FIG. 13 is a scatter plot comparing the breathiness studied in the above-described manner and the acoustically-measured AQs. The linear coefficient of correlation for these 60 pairs of values was found to be 0.77. While this correlation is not particularly high, it supports an obvious trend that as the measured AQ increases, so too does the perceived breathiness of the speech stimulus on average. A closer examination of some of the points which lie furthest from an imaginary line of best fit on the scatter-plot, revealed some potential causes of error: formant discontinuities across the five frames, owing to a lack of dynamic constraints; a higher degree of breathiness during a part of the syllabic nucleus not included in the five frames; and strong influence of adjacent nasality of the vocalic portion within the five frames.

Furthermore, it is interesting to note from FIG. 13 that there is a greater range of perceived breathiness for those stimuli with a mid-to-low AQ. It confirms intuition that it is a more difficult task to rate the breathiness of stimuli which are perhaps better characterized by either modal or pressed phonation.

Though not shown in the figure, a scatter-plot was also prepared to compare the perceived loudness with the RMS energy measured in the same reliability centers. The correlation was found to be 0.83, thus confirming the strength of that relation despite not having used a more sophisticated, perceptually weighted measure of loudness.

As described above, the present embodiment realized a method and apparatus for (i) determining a position of a reliability center of quasi-syllabic nuclei in recorded natural speeches and for (ii) measuring sound source attributes quantified by AQs proposed in Reference 2, without necessitating any operator supervision. The result of voice perception experiments performed by using the method and apparatus confirmed the importance of AQ as values that enable robust measurement, having strong correlation with the perceived breathiness in the pseudo-syllabic nuclei. In fact, though there was such an error source as described in the foregoing, it could be confirmed that further study of AQ as a sound quality parameter is necessary, because of the correlation found between AQ and the perceived breathiness.

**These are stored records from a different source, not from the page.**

PR #395, opened 2015-01-24
added cast/to_string

### LINKED ISSUE #385: Provide an explicit Ecto.DateTime type with casting

briksoftware:
Closes #385

### DIFF
--- a/lib/ecto/datetime.ex
+++ b/lib/ecto/datetime.ex
@@ -1,4 +1,26 @@
+defmodule Ecto.DateTime.Util do
+  @moduledoc false
+
+  @doc false
+  def zero_pad(val, count) do
+    num = Integer.to_string(val)
+    :binary.copy("0", count - byte_size(num)) <> num
+  end
+
+  @doc false
+  def to_i(string) do
+    String.to_integer(<<string::16>>)
+  end
+
+  @doc false
+  def to_li(string) do
+    String.to_integer(<<string::32>>)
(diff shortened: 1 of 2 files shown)


briksoftware:
I have added very very simple (but supposedly fast) parsing for now

briksoftware:
should I add the +00:00 format and missing timezone to be more flexible?

josevalim:
This looks *great*. I wouldn't add `+00:00` nor timezones but I would also parse `yyyy-mm-dd hh:mm:ss` in the datetime.

Also, should we add a simple validation (just check they are in the proper boundary) or no?

briksoftware:
I am still unsure about `+00:00` since it has the same meaning as `Z` so it would fit in ISO8061 UTC definition. Also adding it costs basically nothing. I am adding the timezone-less format `yyyy-mm-dd hh:mm:ss` as well as `hh:mm:ssZ` for time.

Adding validation like month <= 12, day <= 31, etc would be trivial and can be done in guards. I would not validate the month/day combination however. What do you think?

josevalim:
Let's leave timezone out until someone asks. :) Agreed with everything else
though.

I also just realized that the datetime cast could just call the date and
time ones once we split them. Not sure if it helps implementation wise. :)


-- 


briksoftware:
basic validation is added and time without a timezone can also be read

josevalim:

PR #397, opened 2015-01-25
parse milliseconds

briksoftware:
I made the parser more tolerant, ignoring anything after the seconds. This handles any timezone and most importantly milliseconds in the ".ddd" form. This makes us more compatible with regular JSON encoding which always includes milliseconds when produced from Javascript.

### DIFF
--- a/lib/ecto/datetime.ex
+++ b/lib/ecto/datetime.ex
@@ -127,10 +127,8 @@ defmodule Ecto.Time do
   @doc """
   Casts to time.
   """
-  def cast(<<hour::16, ?:, min::16, ?:, sec::16, ?Z>>),
-    do: from_string_parts(to_i(hour), to_i(min),to_i(sec))
-  def cast(<<hour::16, ?:, min::16, ?:, sec::16>>),
-    do: from_string_parts(to_i(hour), to_i(min),to_i(sec))
+  def cast(<<hour::16, ?:, min::16, ?:, sec::16, _::binary>>),
+    do: from_string_parts(to_i(hour), to_i(min), to_i(sec))
   def cast(%Ecto.Time{} = t),
     do: {:ok, t}
   def cast(_),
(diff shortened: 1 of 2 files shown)


josevalim:
Thanks! Unfortunately it can also parse bad times like "13:23:04###". I think we should explicitly match on ".000" then (and ignore it). :)

josevalim:
Sorry, match on ".xxx" where x can be any digit.

briksoftware:
it is a possibility, but the code would be slower having to parse each possible valid combination and less readable. A time like 13:23:04### although not following any documented format still carries its meaning of 13 hours, 23 minutes, 04 seconds in a readable format. What is the advantage of being strict here?

josevalim:
What if someone types: `13:23:009`? It could have been a mistake. Does the user mean 0 or 9? For the miliseconds, I don't think it would slow down the parser like this:

    ?., m1, m2, m3>> when valid_mili(m1, m2, m3)

And then:

    m1 in ?0..?9 and m2 in ?0..?9 and m3 in ?0..?9

Thoughts?

briksoftware:
well, direct user input of the date at this level is extremely unlikely, isn't it?

What I mean is that to parse this we have to have the following clauses:

1) yyyy-mm-dd hh:mm:ss
2) yyyy-mm-ddThh:mm:ss
3) yyyy-mm-ddThh:mm:ssZ
4) yyyy-mm-ddThh:mm:ss.sss
5) yyyy-mm-ddThh:mm:ss.sssZ

and maybe the "+00:00" timezone also. The current approach using pattern matching is not really suited, IMHO, for so many variants when we also want to validate the parts we do not care about.

My idea was, to have a cast that expects a valid format in Ecto.DateTime which can be parsed very cheaply. The ISO8601 format is not what one would type by hand, so the assumption that whatever library is generating those time strings is not doing it extremely wrong seems not too wild to me.

josevalim:
Right. So we could break into parts. For example:

```
def cast(<<...date..., t_or_space, ...time..., rest::binary>>) when t_or_space in [?\s, ?T] do
  if valid_rest(rest) do ... else :error end
end
```

briksoftware:
yeah, I was about to propose that as an alternative which should make everybody happy. I'll implement this in the next hours.

josevalim:
Awesome, thanks! :D

briksoftware:
done, it should be good now!

josevalim:

chvanikoff:
Hey guys, what about timezones? For example "2015-02-24T02:14:24+0000"
I think it would be easy to add one more case in valid_rest? function and I can send a patch if u don't mind.

PR #398, opened 2015-01-25
Fix documentation example for Ecto.Adapters.SQL.query/4

yrashk:


josevalim:
Oops, we should make this arg optional. :)

josevalim:
Done in master, thanks!

PR #399, opened 2015-01-25
Improve Migration DSL documentation

yrashk:
Describe a way to use migration DSL to use database-specific types


lib/ecto/migration.ex
```diff
@@ -245,7 +245,9 @@ defmodule Ecto.Migration do
   end
 
   @doc """
-  Adds a column when creating or altering a table.
```
josevalim: Remember to keep the first line of the documentation short as it is used as a summary by ExDoc. :)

The embodiments as have been described here are mere examples and should not be interpreted as restrictive. The scope of the present invention is determined by each of the claims with appropriate consideration of the written description of the embodiments and embraces modifications within the meaning of, and equivalent to, the languages in the claims.

The present method and apparatus enable automatic para-linguistic labeling of speech units without operator supervision, facilitating database construction. When continuous speech synthesization is performed using the database of the speech units with desired labeling thus realized, it becomes possible to realize a man-machine interface using natural speech synthesis using wide range of speech styles ranging from pressed sound through modal to breathy sound.